For everyone on this thread, PLEASE do not shame yourselves. Please stop thinking you are bad parents for leaning on screens as a way for your children to engage with the world right now. You have the rest of your offspring’s childhood to teach them how to take joy in things that are NOT screen based, and you can do that when you are no longer trying to work full time from home while raising your children with no care support or relief. When we all get through this, teach your children where they can find happiness and flow and joy in their existences without screens. Teach them there are other things to love in this world WHEN YOU CAN, like board games and puzzles, musical instruments, books and writing, time with friends. Take them to parks, or to the forest. Teach them to love and engage with animals. Sign them up for a gender-equal Scouting organization or other wilderness group if they love the outdoors and you want them to do a screen free activity (I hear the Baden-Powell Service Association is great!) Whatever their jam is outside of screens, teach them to explore that just so they know what it feels like to have that that kind of real space happiness. But FOR THE LOVE OF ALL THAT IS HOLY DON’T PUT THAT PRESSURE ON YOURSELF EVERY SECOND OF EVERY DAY. It is FINE to allow your child to watch as much TV as they – and you – need to so that you ALL can live your lives as a FAMILY without throwing a kid out a window.

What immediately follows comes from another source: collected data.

PR #2467, opened 2025-11-20
Waller Coordinator

sanatd33:
Changes the waller from communication/Role Interface to a coordinator
The logic for wallers previously defined in `position/waller.cpp` has not been changed.

Overview:
Defense sends join group request through Client to Coordinator
Coordinator maintains ordered list of walling robots, sends updated copy to clients
Clients maintain their own copy of walling list
Defense asks Client for walling position, Client computes
Robot switches off from defense, sends leave group request


src/rj_strategy/include/rj_strategy/coordinator/waller_client.hpp
```diff
@@ -0,0 +1,75 @@
...
+private:
+    rclcpp::Node::SharedPtr node_;
+    const uint8_t robot_id_;  // NOLINT(cppcoreguidelines-avoid-const-or-ref-data-members) -- class
+                              // isn't move/copy-able anyway
+    rclcpp::Client<rj_msgs::srv::Waller>::SharedPtr client_;
+    rclcpp::Subscription<rj_msgs::msg::Waller>::SharedPtr subscription_;
+
+    bool am_i_member_ = false;
+    bool request_pending_ = false;
+    std::array<u_int8_t, kNumShells> walling_robots_;
```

Also, to the OP, I firmly believe that a few months of extra PBS shows is NOT going to brain damage your child. I gave myself guilt over this for YEARS because I let my son watch Sesame Street when he was less than a year old, and I would like to save you all the agony by telling you that so long as you teach balance and how to live life outside of screens as well as how to use them responsibly, your kiddos will be FINE. Also they will likely learn the alphabet early and probably pick up some lessons about diversity because Sesame Street remains a bastion of literacy AND kindness. I salute you for your good taste in children’s programming 🙂
(PS. I let my son watch Sesame Street from 6 months on, plus his beloved Mr Wodgers, plus Dinosaur Train and Thomas and the whole PBS gang and aside from constantly trying to play Fortnite more than his allotted hour a day, he’s fine. Then again, those video games are designed to be as addictive as a Vegas casino, so I don’t think skipping PBS shows in 2009 would have helped us with our Fortnite addiction issues in 2020. Separate post.)
I did not add, “screen time is an economic issue” or “screen time is part of the rapidly escalating class war”, because that’s a separate topic and what I wanted to say was for parents to give themselves some fucking compassion at this time. Still, all these things are tied up together: the screen time, our kids brains, their emotions, their addictions, and the way capitalism will take advantage of all those factors now and in the years to come. The cynical dystopia is already here, and is the reason we are even having to engage in this conversation in parent groups. A tech dystopia has no space for compassion. But that is also a post for an entirely separate day.